Why Car Dealership May Soon Become a Thing of the Past


Digitalization of transaction is beginning to hit every industry, even the most traditional and complicated ones like automotive. As the demographic of consumers continue to change and technological advances continue to develop, there are bound to be more convenient ways of buying a car in the near future, ones that eliminates all the previous complications. Current consumers are discontent with the car-buying process and demand a significant change.

A survey from Autotrader shows the discontent surrounding the current car-buying process by revealing that only 17 percent out of 4,002 respondents prefer the current car-buying process. The rest demands significant changes in the way they purchase cars, especially in four major parts, which is test drive, deal structuring, financing paperwork and service phases.

When it comes to deal structuring and financing paperwork, in particular, the preferred solution is to shift the process online. There could be a change to the notoriously lengthy negotiations of the past, as over half of the people surveyed want the opportunity to negotiate online, and 45% would like to remain anonymous until they lock in the deal structure. As for financing paperwork, more than 70% of the people surveyed want to complete the credit application and paperwork online. Besides the benefit of saved time and energy at the dealers, doing paperwork online would also impose less pressure to consumers, the survey revealed.

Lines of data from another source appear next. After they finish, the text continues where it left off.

Issue #1129, opened 2016-09-04
[Feature Request] Search based on country


nicktan147:
I have been sharing my tools for a month now, since some of are not my  are out of my country, they used to scan their area for pokemon, and ended up my accounts running the map some are being banned. Can we create a function to limit the search function to limit the search result?

I searched through google, and found this,
http://stackoverflow.com/questions/8282026/how-to-limit-google-autocomplete-results-to-city-and-country-only

I tried to implement it doesn't work. Not sure if I put on the wrong js file, could anyone enlighten me?

jaquer:
I don't know how to make it user-configurable, but here's how to make the change yourself:

Open `static/js/map.js` in an editor and search for `searchBox`. You should find this line:

`var searchBox = new google.maps.places.SearchBox(document.getElementById('next-location'))`

Right after it, add a line like this:

`var autocomplete = new google.maps.places.Autocomplete(document.getElementById('next-location'), {componentRestrictions: {country: 'us'}})`

Replace `us` with your country's [ISO 3166-1 alpha 2 code](https://en.wikipedia.org/wiki/ISO_3166-1_alpha-2)

sebastienvercammen:
Map is not built to be a platform to scan every visitor's location. Closed.

PR #1270, opened 2016-09-11
Change searchbox into Autocomplete object.

jaquer:
## Description

Changed the "Change Search Location" into Autocomplete object instead of Searchbox.
## Motivation and Context

The Autocomplete object has several benefits: the results are limited to actual places, not including category suggestions, the results can be limited to certain countries, coordinate boundaries, place types, etc.

Autocomplete fields are more flexible than Searchbox fields: [Google documentation](http://goo.gl/pxqxK7)

This is the groundwork to meet feature request #1129, and add any other kind of boundary restriction.
## How Has This Been Tested?

I've tested this searching for exact addresses and business names. The functionality does change slightly, I believe for the better. See screenshot summary below.

**Before:**
Searching for broad terms/names lists results with a magnifying icon. These are Google places suggestions.

Choosing the first result changes the location to the first business that matches that description, according to Google. Notice this business name was not shown to the user beforehand.

**After**
Searching for the same broad term now limits the results to actual places:

## Types of changes

- [x] All of the above, depending on your point of view
## Checklist:

### DIFF
--- a/static/js/map.js
+++ b/static/js/map.js
@@ -276,6 +276,9 @@ function initSidebar () {
 
   searchBox.addListener('place_changed', function () {
     var place = searchBox.getPlace()
+
+    if (!place.geometry) return
+    
     var loc = place.geometry.location
     changeLocation(loc.lat(), loc.lng())
   })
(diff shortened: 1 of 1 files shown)


static/js/map.js
```diff
@@ -268,20 +268,15 @@ function initSidebar () {
...
-    var places = searchBox.getPlaces()
-
-    if (places.length === 0) {
-      return
-    }
-
-    var loc = places[0].geometry.location
+  searchBox.addListener('place_changed', function () {
+    var place = searchBox.getPlace()
+    var loc = place.geometry.location
```
beccasafan: needs a check that `place.geometry` exists. ie, type gibberish into the box and hit enter.

FrostTheFox:
Tested, OK

Issue #1142, opened 2016-09-04
Scanner keeps searching


KyleBoyer:
The map scan status fetching occurs every 5 seconds, yet even when nothing is fetching the map, it keeps scanned. Essentially, the map scan status fetching is a heartbeat. This means that after a period of time, with no heartbeat, the scanner should auto-stop the search to preserve the accounts from being banned. 

## Expected Behavior
1. (Start scanner python script["runserver.py"])
2. Open map web UI, scanner begins scanning.
3. Close map web UI, scanner stops scanning.
Repeat 2-3

## Current Behavior
The map continues scanning regardless of the heartbeat.

## Possible Solution
Call `post_search_control("off")` after a heartbeat has been absent for X time(60 seconds)

## Steps to Reproduce (for bugs)
1. Start scanner python script("runserver.py")
2. Open Web UI
3. Close Web UI

## Context
I have a shared scanner running, and only a few people use it. Thus, the scanner application is running 24/7. The accounts used for this scanner are banned quickly, after one night of leaving the search on.

## Your Environment
* Version used: Latest as of Sunday, September 4th, 2016 at 6PM CST
* Environment name and version (e.g. Python 2.7): Python 2.7.12
* Operating System and version (desktop or mobile): Ubuntu 16.04 - Desktop

justsomedudeonthenet:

Moreover, an automotive survey conducted by Accenture shows that most consumers are no longer interested in the classic car dealership transaction. Up to 10,000 people across eight countries were asked about their car-buying experience, and most of them say that they now conduct their own little online research before purchase. Furthermore, 75% of them would consider doing the entire car-buying transaction online. This includes financing, price negotiation, back-office paperwork and home delivery.

This should be no surprise for anyone who has observed how buying experience has changed in the last decade. Everything has become more digitalized, with companies selling fast moving consumer goods and luxury goods, as well as services such as banking and online title loan companies going online to reach and transact with their customers. It is even considered a branding advantage for a store or retail company to provide omni-channel customer experience, a study has shown.

This observation has often been attributed to the rise of the millennial generation. From an auto industry point of view, milllennials have been described as the “game changers”. “They are the next big segment of car buyers, and they’re defining the buying process,” says industry expert Dale Pollak.

Blessed with being exposed to advanced technology and almost free online access throughout their childhood years, millennials want things to happen fast and instantaneously. They want everything in the purchasing process, including ways of transactions, provided to them in a single click. This is in complete contrast to the classic way of buying a car. Now, consumers do not have to suffer from an unreasonably lengthy process of negotiation with the dealer, which is at times both confusing and uncomfortable. They don’t want to be followed around while looking for the right car and deal with lots of pushy salesman telling them about the details. Millenials tend to already have a vehicle in mind when they start looking around for a car. They have in mind a specific vehicle at a specific price, not wanting to negotiate a deal, said Alison Spitzer, vice president of Spitzer Automotive Group. “These buyers aren’t looking for a salesman; they’re looking for a customer advocate,” she said. Millennials want car shopping to come with no surprises, low pressure, and no haggling.

As the case with any other online shopping, the risks of being cheated and ripped off will always be looming simply because the product is not physically there to be seen. There is also always the possibility of products not meeting the consumer’s expectation. Buying cars online is no exception. However, the difference is perhaps the risk is possibly bigger because the money invested in it is much more than a normal online consumer goods. However, DMV.org, the largest driver-related site, stated some specific things that need special attention when it comes to buying cars online.

Firstly, because of the limitless experience online shopping gives, there is a possibility that the specific car wanted is out of the consumer’s state or region. Consumers must bear in mind that buying a car outside of the buyer’s region would mean the car registration and titling process could be more complicated compared to buying a car within the region.

Secondly, online shopping means that the product cannot be tested prior to purchase. As we all know, the test-drive is one of the most essential part when buying a car, as for most people, it is a big decision which could have massive implications to their daily lives for years to come. But if the dealer with the specific car wanted is too far for a trip, the risk of not testing the car is something that should be considered.

There are some tips to avoid getting cheated while car-buying online. Always be wary of suspicious advertisement and also always try to meet the seller and test the car before paying for it. To avoid buying a car that is fake, clones, stolen, or written off, make sure that all of the documents and history of the car is accessible. This is important because if it turns out that the car is either stolen or cloned, then there is a possibility that any outstanding payments associated with the car, including fines, will be passed on the new owner. Should the car be a stolen vehicle, it is likely the police will be after it and may come after its new owners. Lastly, check carefully if there are any modifications done on the car which could merely be an attempt at a quick fix or to paper over some cracks.